Bediüzzaman, en önemlilerini Muhakemat isimli eserinde şu veciz cümlelere tesbit eder:

“Hakikatin keşfine mani olan arzu-yu hilâf ve iltizam-ı muhalif ve taraftar-ı nefis cihetiyle asılsız evhamını bir asla ircâ etmekle kendini mâzur göstermek; ve müşterinin nazarı gibi yalnız meâyibi görmek; ve çocuk tabiatı gibi bahaneyle mahane tutmaktır. Zihnin cüz’iyeti sebebiyle, o mecmuun herbir cüz’ünde neticenin tamamını taharrî etmek, kuvve-i vâhimenin tasallut ve tereddüdüyle hakikati evham içinde setretmektir.” (Bediüzzaman Said Nursî, Muhakemat, Yeni Asya Neşriyat, İstanbul, 1999, s. 163.)

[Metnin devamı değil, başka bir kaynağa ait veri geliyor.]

PR #6440, opened 2017-01-13
Fix issue 11006 - Make sure the same type is used in pointer ops

LemonBoy:
> If both operands are pointers, and the operator is -, the pointers are subtracted and the result is divided by the size of the type pointed to by the operands. **It is an error if the pointers point to different types**. The type of the result is ptrdiff_t.

PR #7332, opened 2017-11-18
Fix Issue 11006 - Subtraction of pointers for void and non-void type compiles

JinShil:
Revival of #6440

### DIFF
--- a/src/ddmd/expressionsem.d
+++ b/src/ddmd/expressionsem.d
@@ -7628,6 +7628,8 @@ private extern (C++) final class ExpressionSemanticVisitor : Visitor
                     // Types don't match unless the have the same size
                     if (p1.size() != p2.size())
                     {
+                        // Deprecation to remain for at least a year
+                        // See https://github.com/dlang/dmd/pull/7332
                         deprecation(exp.loc,
                             "Operands point to types of different size; `%s` (%llu bytes), `%s` (%llu bytes).",
                             p1.toChars(), p1.size(),
--- a/src/ddmd/expressionsem.d
+++ b/src/ddmd/expressionsem.d
@@ -7625,16 +7625,11 @@ private extern (C++) final class ExpressionSemanticVisitor : Visitor
 
                 if (!p1.equivalent(p2))
                 {
-                    // Types don't match unless the have the same size
-                    if (p1.size() != p2.size())
-                    {
-                        // Deprecation to remain for at least a year
-                        // See https://github.com/dlang/dmd/pull/7332
-                        deprecation(exp.loc,
-                            "Operands point to types of different size; `%s` (%llu bytes), `%s` (%llu bytes).",
-                            p1.toChars(), p1.size(),
-                            p2.toChars(), p2.size());
-                    }
+                    // Deprecation to remain for at least a year
+                    // See https://github.com/dlang/dmd/pull/7332
+                    deprecation(exp.loc,
+                        "cannot subtract pointers to different types: `%s` and `%s`.",
+                        t1.toChars(), t2.toChars());
                 }
 
                 // Need to divide the result by the stride
--- a/src/ddmd/expressionsem.d
+++ b/src/ddmd/expressionsem.d
@@ -7619,7 +7619,10 @@ private extern (C++) final class ExpressionSemanticVisitor : Visitor
         {
             if (t2.ty == Tpointer)
             {
-                // https://issues.dlang.org/show_bug.cgi?id=11006
+                // https://dlang.org/spec/expression.html#add_expressions
+                // "If both operands are pointers, and the operator is -, the pointers are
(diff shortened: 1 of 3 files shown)


JinShil:
This PR may have revealed the following 2 problems:

### Problem 1
On 32-bit platforms this code...
```D
deprecation(exp.loc,
    "Operands point to types of different size; `%s` (%zu bytes), `%s` (%zu bytes).",
    p1.toChars(), p1.size(),
    p2.toChars(), p2.size());
```
... results in error messages like `Deprecation: Operands point to types of different size; void (1 bytes), (null) (158464776 bytes).`

That is `p2.toChars()` returns `null`, and `p2.size()` returns nonsense.  This occurs even when the 32-bit host is generating a 64-bit binary.  I suspect this is a bug in DMD.

64-bit platforms do not exhibit this error even when compiling with `-m32`.

### Problem 2
Deprecation messages occur in `std.experimental.allocator`.  For example: `std/experimental/allocator/building_blocks/bitmapped_block.d(232): Deprecation: Operands point to types of different size; void (1 bytes), ulong (8 bytes).`

Perhaps `std.experimental.allocator`'s code should be audited and where there is no problem, intent expressed with explicit casts.

See output of auto-tester for more details.

JinShil:
@andralex @wilzbach @ZombineDev As code owners of `std.experimental.allocator`, your thoughts on the error described above?

andralex:
@JinShil thanks for pointing that out. The culprit seems to be the snippet:

```d
        auto start = _control.rep.ptr, end = _payload.ptr + _payload.length;
        parent.deallocate(start[0 .. end - start]);
```

The `end - start` operation subtracts pointers to different types. The solution is:

```d
        void* start = _control.rep.ptr, end = _payload.ptr + _payload.length;
        parent.deallocate(start[0 .. end - start]);
```

To my own surprise I managed to create https://github.com/dlang/phobos/pull/5864 just by using the web interface - nice job github.

andralex:
As an aside, the code was actually incorrect. It was equivalent to:

```d
        ulong* start = _control.rep.ptr;
        void* end = _payload.ptr + _payload.length;
        parent.deallocate(start[0 .. end - start]);
```

The computation `end - start` yields the number of bytes, but the slice passed to `deallocate` will be 8 times larger. Probably this only worked because the parent allocator tolerated the bug (e.g. Mallocator and GCAllocator don't use the length of the chunk).

JinShil:
From my perspective, this is ready to go.

src/ddmd/expressionsem.d
```diff
@@ -7619,6 +7619,24 @@ private extern (C++) final class ExpressionSemanticVisitor : Visitor
...
             if (t2.ty == Tpointer)
             {
+                // https://issues.dlang.org/show_bug.cgi?id=11006
+                Type p1 = t1.nextOf();
+                Type p2 = t2.nextOf();
+
+                if (!p1.equivalent(p2))
+                {
+                    // Types don't match unless the have the same size
+                    if (p1.size() != p2.size())
```
ZombineDev: According to spec, subtracting pointers pointing to objects of different types (regardless of size) is an error. The result obviously would be the same if you cast one of the pointers to the same type as the other one, but may be actually be a mistake. What are your opinions on being more strict, as the spec dictates?

PetarKirov (approved):
LGTM, modulo one question about how strict we want to be.

src/ddmd/expressionsem.d
JinShil: Yeah, I'm for following the spec.  I'll update the PR.

JinShil: My understanding is the `Type.equivalent()` function is all that's needed.  I think the size comparison in the previous commit was unnecessary. 

Again, I think this is ready to go unless I'm missing something.

JinShil:
Is jenkins just finicky or what?

WalterBright:
@andralex it is nice that this PR found a bug.

src/ddmd/expressionsem.d
```diff
@@ -7619,6 +7619,19 @@ private extern (C++) final class ExpressionSemanticVisitor : Visitor
         {
             if (t2.ty == Tpointer)
             {
+                // https://issues.dlang.org/show_bug.cgi?id=11006
+                Type p1 = t1.nextOf();
```
WalterBright: I don't much point here to linking to the bug report. Instead link to the relevant spec
https://dlang.org/spec/expression.html#add_expressions and add the quote: "If both operands are pointers, and the operator is -, the pointers are subtracted and the result is divided by the size of the type pointed to by the operands. It is an error if the pointers point to different types."

Linking to and quoting from the spec should be a good way to clarify what's going on in the implementation.

JinShil: Done.  Thanks!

Önce hakikatin lügat tanımına bakalım: Hakikat; gerçek, hayali olmayan, görülen. Mevcut olan. Bir şeyin aslı, esası. Söylenen ile söylenilen şeyin uygun olması hali, doğru, sahih. Ayrıca, kadirbilirlik, sadâkat gibi daha başka manaları da var. Meselâ, iman esasları, İslâm şartları gerçektir. Ateşin yakması, burûdetin (şiddetli soğuğun) dondurması gerçektir. Varlık gerçektir. Gece sabit olan karaltının kurt, çakal, ayı; sarkan ipin yılan olmadığı gerçektir ve asılsız vehimden ibarettir. İlaahir, yani, vs.

Şimdi hakikatin keşfi, açığa çıkması ve anlaşılmasına mani olan unsurlara geçebiliriz:

1- Arzu-yu hilâf: Hakikate muhalefeti arzu ile gerçekleşmesinin mümkün olmadığı halde arzulamaktır.

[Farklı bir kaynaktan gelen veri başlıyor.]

PR #7333, opened 2017-11-18
emit better code for try-finally when function does not throw

WalterBright:
Even if a function is marked `nothrow`, the exception unwind tables must still be there because a try-catch could still be there that absorbs the exception. This PR marks a function internally if it does not throw and does not have a try-catch. This knowledge is then used to omit building exception unwind tables, and the code gen does not have to assume that an external unwinder is calling the `finally` blocks. The code emitted (at least for Windows) is substantially less.

### DIFF
--- a/src/ddmd/declaration.h
+++ b/src/ddmd/declaration.h
@@ -481,6 +481,7 @@ void builtin_init();
 #define FUNCFLAGreturnInprocess 0x10    // working on inferring 'return' for parameters
 #define FUNCFLAGinlineScanned   0x20    // function has been scanned for inline possibilities
 #define FUNCFLAGinferScope      0x40    // infer 'scope' for parameters
+#define FUNCFLAGhasCatches      0x80    // function has try-catch statements
 
 class FuncDeclaration : public Declaration
 {
@@ -523,6 +524,8 @@ public:
     CompiledCtfeFunction *ctfeCode;     // Compiled code for interpreter
     int inlineNest;                     // !=0 if nested inline
     bool isArrayOp;                     // true if array operation
+    bool eh_none;                       /// true if no exception unwinding is needed
+
     // true if errors in semantic3 this function's frame ptr
     bool semantic3Errors;
     ForeachStatement *fes;              // if foreach body, this is the foreach
--- a/src/ddmd/backend/cc.d
+++ b/src/ddmd/backend/cc.d
@@ -408,8 +408,8 @@ enum
     BFLnostackopt    = 8,       // set when stack elimination should not
                                 // be done
     // NTEXCEPTIONS
-    BFLehcode        = 0x10,    // set when we need to load exception code
-    BFLunwind        = 0x1000,  // do local_unwind following block
+    BFLehcode        = 0x10,    // BC_filter: need to load exception code
+    BFLunwind        = 0x1000,  // do local_unwind following block (unused)
 
     BFLnomerg        = 0x20,    // do not merge with other blocks
     BFLprolog        = 0x80,    // generate function prolog
@@ -668,6 +668,7 @@ enum
     Fnotailrecursion = 0x4000,  // no tail recursion optimizations
     Ffakeeh          = 0x8000,  // allocate space for NT EH context sym anyway
     Fnothrow         = 0x10000, // function does not throw (even if not marked 'nothrow')
+    Feh_none         = 0x20000, // ehmethod==EH_NONE for this function only
 }
 
 struct func_t
--- a/src/ddmd/backend/cc.h
+++ b/src/ddmd/backend/cc.h
@@ -418,8 +418,8 @@ enum
     BFLnostackopt    = 8,       // set when stack elimination should not
                                 // be done
 #if NTEXCEPTIONS
-    BFLehcode        = 0x10,    // set when we need to load exception code
-    BFLunwind        = 0x1000,  // do local_unwind following block
+    BFLehcode        = 0x10,    // BC_filter: need to load exception code
+    BFLunwind        = 0x1000,  // do local_unwind following block (unused)
 #endif
     BFLnomerg        = 0x20,    // do not merge with other blocks
     BFLprolog        = 0x80,    // generate function prolog
@@ -709,6 +709,7 @@ enum
     Fnotailrecursion = 0x4000,  // no tail recursion optimizations
     Ffakeeh          = 0x8000,  // allocate space for NT EH context sym anyway
     Fnothrow         = 0x10000, // function does not throw (even if not marked 'nothrow')
+    Feh_none         = 0x20000, // ehmethod==EH_NONE for this function only
 };
 
 struct func_t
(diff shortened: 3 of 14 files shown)


andralex:
awesome possum!

andralex (approved):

2- İltizam-ı muhalif: Hakikata muhalif olan görüşe taraf olmak, onu esas almak. Meselâ, ferdi, şahsî takılan, topluluğun gücüne inanmayan “Zaman cemaat zamanıdır” görüşüne karşıdır. Halbuki, bu bir hakikattir: Şirketleşme, holdingleşme, buluşların ilmî ekipler tarafından yapılması, hatta kollektif spor, “Zaman cemaat zamanıdır” hakikatini ispat etti.

3- Taraftar-ı nefis cihetiyle asılsız evhamını bir asla ircâ etmekle kendini mâzur göstermek: Gerçeğe değil, nefse taraftar olmak insanın fıtratında vardır. Hakperest değilse ve nefis müdahale ederse, asılsız olan vehmini hakikat imiş gibi kabul edip, kendini mazur gösterir.

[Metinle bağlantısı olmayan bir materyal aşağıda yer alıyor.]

PR #7334, opened 2017-11-18
Fix C++ interface to DDMD

ibuclaw:
Still there are far too many things being forgotten when changes are made to the D API.

### DIFF
--- a/src/dmd/aggregate.h
+++ b/src/dmd/aggregate.h
@@ -187,7 +187,6 @@ public:
 
     static StructDeclaration *create(Loc loc, Identifier *id);
     Dsymbol *syntaxCopy(Dsymbol *s);
-    void semantic(Scope *sc);
     void semanticTypeInfoMembers();
     Dsymbol *search(Loc, Identifier *ident, int flags = SearchLocalsOnly);
     const char *kind() const;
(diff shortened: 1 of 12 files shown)


ibuclaw:
And found a couple more in nspace.h

src/ddmd/attrib.d
```diff
@@ -626,6 +648,35 @@ extern (C++) final class AlignDeclaration : AttribDeclaration
         return createNewScope(sc, sc.stc, sc.linkage, sc.cppmangle, sc.protection, sc.explicitProtection, this, sc.inlining);
     }
 
+    structalign_t getAlignment(Scope* sc)
```
WalterBright: I believe these were deliberately turned into free functions in order to make it easier to use the compiler as a library. Please don't revert this.

andralex: ping @ibuclaw cc @RazvanN7

RazvanN7: Indeed, Walter is correct, please do not revert this.

wilzbach:
Ping @ibuclaw 
Do you need this to be part of 2.078?

ibuclaw:
I gave up trying to reseat gdc on 2.077 for the moment, there was just too much broken in the internals, and it seems like 2.078 has continued the trend with the recent rewrite of visitor.h that I had to do.

ibuclaw:
Changed base from stable to master.  Added test for at least calling `semantic(Dsymbol*)` from C++.

ibuclaw:
@wilzbach - This can be merged.

PR #7379, opened 2017-11-30
disable OSX-32 self-hosting test on Travis-CI

MartinNowak:
- stop testing OSX-32 self-hosting on Travis-CI
- target isn't too well maintained
- osx-32 binaries haven't been reproducible and we only ship
  64-bit dmd binaries, so testing self-hosting on OSX-32 is not
  necessary
- there is a new self-hosted OSX-32-only regression that produces
  incorrect binaries, fixing this would be laborious and fruitless
  (see e.g. https://travis-ci.org/dlang/dmd/jobs/309247634)
- we still have the auto-tester to test OSX-32 cross-compilation

### DIFF
--- a/.travis.yml
+++ b/.travis.yml
@@ -24,9 +24,6 @@ matrix:
   include:
     - os: osx
       d: dmd
-      env: MODEL=32
-    - os: osx
-      d: dmd
       env: MODEL=64
   exclude:
     # gdc doesn't neither comes w/ multilib support nor picks up system-wide -lstdc++ lgcc_s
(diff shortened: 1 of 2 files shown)


PetarKirov (approved):

wilzbach (approved):
I absolutely agree. Thanks for pushing this!
There is also the aspect of Travis running out of boxes for macOS testing:

https://blog.travis-ci.com/2017-09-22-macos-update

> we still have the auto-tester to test OSX-32 cross-compilation

FWIW testing something that won't be used, is a bit of a waste of resources / energy. Is there any good reason for keeping this test setup? AFAICT Apple is working on phasing out 32-bit entirely:

> Apple adds that High Sierra, launching this fall, will be the last version of macOS to support 32-bit apps “without compromise.” [1]

CC @braddr

[1] https://www.google.de/amp/s/www.cultofmac.com/490244/high-sierra-will-last-macos-release-support-32-bit-apps/amp/

MartinNowak:
From what I hear there are still a few people writing 32-bit AU/VST plugins for older 32-bit hosts. Since we have the codegen and MACH-O support, it's easy enough to keep that support for the while being, without commit to much effort in the long-run.
*This* PR was mainly about stopping to test dmd as 32-bit app on OSX.

WalterBright:
> Apple adds that High Sierra, launching this fall, will be the last version of macOS to support 32-bit apps “without compromise.” [1]

I interpret that as we should still support generating 32 bit apps for the time being.

PR #7381, opened 2017-11-30
fix Travis-CI tests

MartinNowak:
- run gdb tests with ASLR
- turning off ASLR is not permitted is some test contexts (e.g. Travis-CI)


MartinNowak:
Mmh, seems like we randomly loose PTRACE ability on the test runners.

> Error in sourced command file: During startup program exited normally.

Everything else (build-id, worker-type) seems to be identical.

PR #7382, opened 2017-12-01
Add a cross-platform Makefile

wilzbach:
This will include the respective Makefile depending on the users's OS.

This is for all the people out there who are too lazy to type `make -f posix.mak` all the time and of course all the people who are new to the D build chain and who can now simply type the familiar `make` without needing to know anything about `posix.mak`.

Meselâ, çağdaş tefsir olan Risale-i Nur’u okuyarak, İslâmın bütün meseleleri hakkında bilgi, feraset ve ölçü sahibi olmak bir hakikattir. Tahkiki imanı kazanmak bir hakikattir. Ancak, okumak ve onun tesbitlerini yerine getirmek nefse ağır geldiğinden, “İnsan hata yapar, Bediüzzaman da bir insandır. Öyle ise, Risale-i Nur’da hata olabilir!” diyerek vehmi bir muğalata ile hakikati gizler.

Oysa, “hata yapması muhtemel ve mümkündür!” başka bir şey, “Hata yaptı!” başka bir şeydir. Meselâ, bu çarpık mantığı yürüten adam, “Cinayet işlemesi, kumar oynaması, zina yapması…” mümkündür. Ama, işlememiş, oynamamış, yapmamış!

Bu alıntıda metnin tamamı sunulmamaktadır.